* [What to do]: Check every line of the entries below for the word "their", and copy the ones that have it.
Supplied data START
PR #157, opened 2026-07-26
Fix forced load-balancing cycle phases across EP ranks

### LINKED ISSUE #156: [Bug]: Forced load-balancing cycle starts from the same prefix on every EP rank
### Current environment

```text
Python: N/A (static and CPU-testable routing analysis)
OS: Linux
afd-plugin commit: ea7c56a
vLLM version/checkout: Targeted compatibility version v0.19.1
CUDA/GPU: Not available
Ascend NPU: Not available
Install command: uv sync --locked --group dev
```

### Summary

Forced load balancing builds the same deterministic expert cycle on every
source EP rank, and `_get_force_lb_topk_ids()` always returns it from row zero:

```python
return buffer[:batch_tokens, :top_k]
```

This is not the usual case where an incomplete cycle gives a few experts one
extra assignment. Because every source rank repeats the **same prefix**, their
partial-cycle load is perfectly correlated and amplified by the number of
source ranks. Some target ranks can receive substantially more work, while
others can receive none.

This conflicts with the goal in #40 that every EP rank should receive the same
routed-token volume during communication profiling.

### Reproduction and impact

Consider the published EP64 BS16 configuration:

```text
n_routed_experts = 256
ep_size = 64
top_k = 8
force_load_balance_topn_per_rank = 4
batch_tokens = 16 per source rank
```

The imbalance follows directly from the cycle layout:

1. The cycle contains 64 target-rank blocks × 4 expert IDs = 256 IDs.
2. Each source rank emits 16 tokens × top_k 8 = 128 expert assignments.
3. The first 128 IDs cover only the first 128 / 4 = 32 target-rank blocks.
4. All 64 source ranks restart from ID 0, so they all select the same 32 blocks.

Each selected target rank receives four assignments from each source rank:

```text
64 source ranks × 4 assignments = 256 assignments
```

The other 32 target ranks are never reached:

```text
target ranks 0-31:  256 assignments per rank
target ranks 32-63:   0 assignments per rank
```

The same calculation for the other published configurations gives:

```text
48A16F BS42:     target ranks 0-3 receive 384 assignments each;
                 target ranks 4-15 receive 320.
64A16F BS56:     all target ranks receive 448 only because BS56 happens
                 to cover an integer number of cycles.
```

### Possible fix

Arrange the cycle in target-rank blocks and rotate it by one block for each
source EP rank before building the precomputed buffer:

```python
selected_experts_per_rank = (
    config.topn_per_rank
    if config.topn_per_rank > 0
    else config.n_routed_experts // config.ep_size
)
source_rank_offset = config.ep_rank * selected_experts_per_rank
expert_cycle = torch.roll(expert_cycle, shifts=-source_rank_offset)
```

This remains deterministic, requires no additional communication or global
state, and preserves the existing configuration interface.

### CPU regression tests

The fix can be verified without NPU hardware:

1. Build the buffer for every simulated source EP rank.
2. Aggregate the generated expert IDs.
3. Assert equal assignment counts across target EP ranks.
4. Cover the published `(ep_size, batch_tokens)` cases `(64, 16)`, `(16, 42)`,
   and `(16, 56)`.

### Expected behavior

Partial cycles from different source EP ranks should use different phases so
that their aggregate routed-token counts are equal across target EP ranks.

### Actual behavior and logs

```text
There is no runtime exception. All source EP ranks reuse the same cycle prefix.

For EP64 BS16:
- target ranks 0-31 receive 256 assignments per rank
- target ranks 32-63 receive 0 assignments per rank
```

### AFD configuration

```yaml
enable_force_load_balance: true
force_load_balance_topn_per_rank: 4
```

### Before submitting

- [x] I confirmed whether this reproduces against vLLM v0.19.1 or explained why not.

sinpeyw:
## Purpose

Fix forced load balancing so partial expert cycles from different source EP ranks do not all reuse the same target-rank prefix.

Previously, every source EP rank built the same deterministic cycle and consumed it from row zero. When a routing batch covered only part of the cycle, the identical prefixes were correlated across source ranks and could leave some target ranks idle.

## Issue

- Related issue(s): #156
- Closing keyword, only if fully resolved: Closes #156

## Scope

- In scope:
  - Give each source EP rank a distinct target-rank phase.
  - Preserve the existing deterministic cycle order, fixed seed, selected local experts, and configuration interface.
  - Cover both `force_load_balance_topn_per_rank > 0` and the all-expert `topn_per_rank = 0` mode.
  - Add CPU regression coverage for the published routing batch sizes.
- Out of scope:
  - Changes to natural model routing or router weights.
  - Changes to MoE communication collectives.
  - NPU performance benchmarking.

## Implementation Notes

`ForceLoadBalanceConfig` now records the source `ep_rank`. After constructing the existing expert cycle, the implementation shifts every expert ID by:

```text
ep_rank * local_routed_experts
```

and wraps it by `n_routed_experts`.

The offset is an integer number of target-rank expert blocks. It changes only the target-rank phase while preserving each expert's local index. Consequently, every cycle position maps once to every target rank when aggregated across equally sized source EP batches.

For `topn_per_rank = 0`, the existing deterministic `randperm` is retained. For `topn_per_rank > 0`, the same selected local expert IDs remain in use.

## Test Plan

- Run repository Ruff lint and format checks.
- Run the repository CPU-only unit-test command.
- Run `test_force_load_balance.py` with CPU PyTorch available.
- Run pre-commit on the modified files.
- Leave NPU runtime validation to CI or a maintainer with Ascend hardware.

## Test Result

- `uv run --group dev ruff check .` — passed.
- `uv run --group dev ruff format --check .` — passed.
- `uv run --group dev pytest -q tests/unit -m "not gpu and not vllm_runtime"` — passed (2 skipped).
- `tests/unit/compat/patches/test_force_load_balance.py` in a CPU PyTorch environment — 12 passed.
- `uv run --group dev pre-commit run --files afd_plugin/compat/patches/npu/force_load_balance.py tests/unit/compat/patches/test_force_load_balance.py` — passed.
- NPU runtime tests — not run because Ascend hardware is unavailable.

## Docs Impact

- Files updated: none.
- If none, reason: this fixes the existing configuration behavior without changing its interface.

---

<details>

- [x] Scope is bounded.

</details>

### DIFF
--- a/afd_plugin/compat/patches/npu/force_load_balance.py
+++ b/afd_plugin/compat/patches/npu/force_load_balance.py
@@ -45,6 +45,7 @@ class ForceLoadBalanceConfig:
     Args:
         n_routed_experts: Number of routed experts in the MoE layer.
         ep_size: Number of expert-parallel ranks.
+        ep_rank: Source expert-parallel rank that builds the fake routing cycle.
         top_k: Number of routed experts selected for each token.
         topn_per_rank: Number of local experts per EP rank used by the fake
             routing cycle. A value of 0 means all routed experts participate.
@@ -52,6 +53,7 @@ class ForceLoadBalanceConfig:
 
     n_routed_experts: int
     ep_size: int
+    ep_rank: int
     top_k: int
     topn_per_rank: int
 
@@ -67,22 +69,25 @@ def _get_force_lb_config(layer: object) -> ForceLoadBalanceConfig:
     return ForceLoadBalanceConfig(
         n_routed_experts=int(layer.n_routed_experts),
         ep_size=int(layer.ep_size),
+        ep_rank=int(layer.ep_rank),
         top_k=int(layer.top_k),
         topn_per_rank=int(layer.force_load_balance_topn_per_rank),
     )
 
 
 def _validate_force_lb_config(config: ForceLoadBalanceConfig) -> None:
+    assert config.ep_size > 0, "ep_size must be positive"
+    assert 0 <= config.ep_rank < config.ep_size, (
+        "ep_rank must be within the expert-parallel group"
+    )
+    assert config.n_routed_experts % config.ep_size == 0, (
+        "force load balance requires n_routed_experts to be divisible by ep_size"
+    )
+
     if config.topn_per_rank == 0:
         return
 
     assert config.topn_per_rank > 0, "force_load_balance_topn_per_rank must be >= 0"
-    assert config.ep_size > 0, "ep_size must be positive"
-    assert config.n_routed_experts % config.ep_size == 0, (
-        "force_load_balance_topn_per_rank requires n_routed_experts to be"
-        " divisible by ep_size"
-    )
-
     local_routed_experts = config.n_routed_experts // config.ep_size
     assert config.topn_per_rank <= local_routed_experts, (
         "force_load_balance_topn_per_rank exceeds routed experts on each FFN rank"
@@ -96,8 +101,8 @@ def _build_expert_cycle(
     config: ForceLoadBalanceConfig,
     device: torch.device,
 ) -> torch.Tensor:
+    local_routed_experts = config.n_routed_experts // config.ep_size
     if config.topn_per_rank > 0:
-        local_routed_experts = config.n_routed_experts // config.ep_size
         per_rank_cycles = [
             torch.arange(
                 rank * local_routed_experts,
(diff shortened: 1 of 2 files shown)


sinpeyw:
This PR is now ready for review. PR #159 is complementary: it updates the EP64 benchmark configuration, while this PR fixes the underlying shared-prefix issue for both `topn_per_rank = 0` and `topn_per_rank > 0`.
Supplied data END
* [Response to this task]:
extra assignment. Because every source rank repeats the **same prefix**, their
that their aggregate routed-token counts are equal across target EP ranks.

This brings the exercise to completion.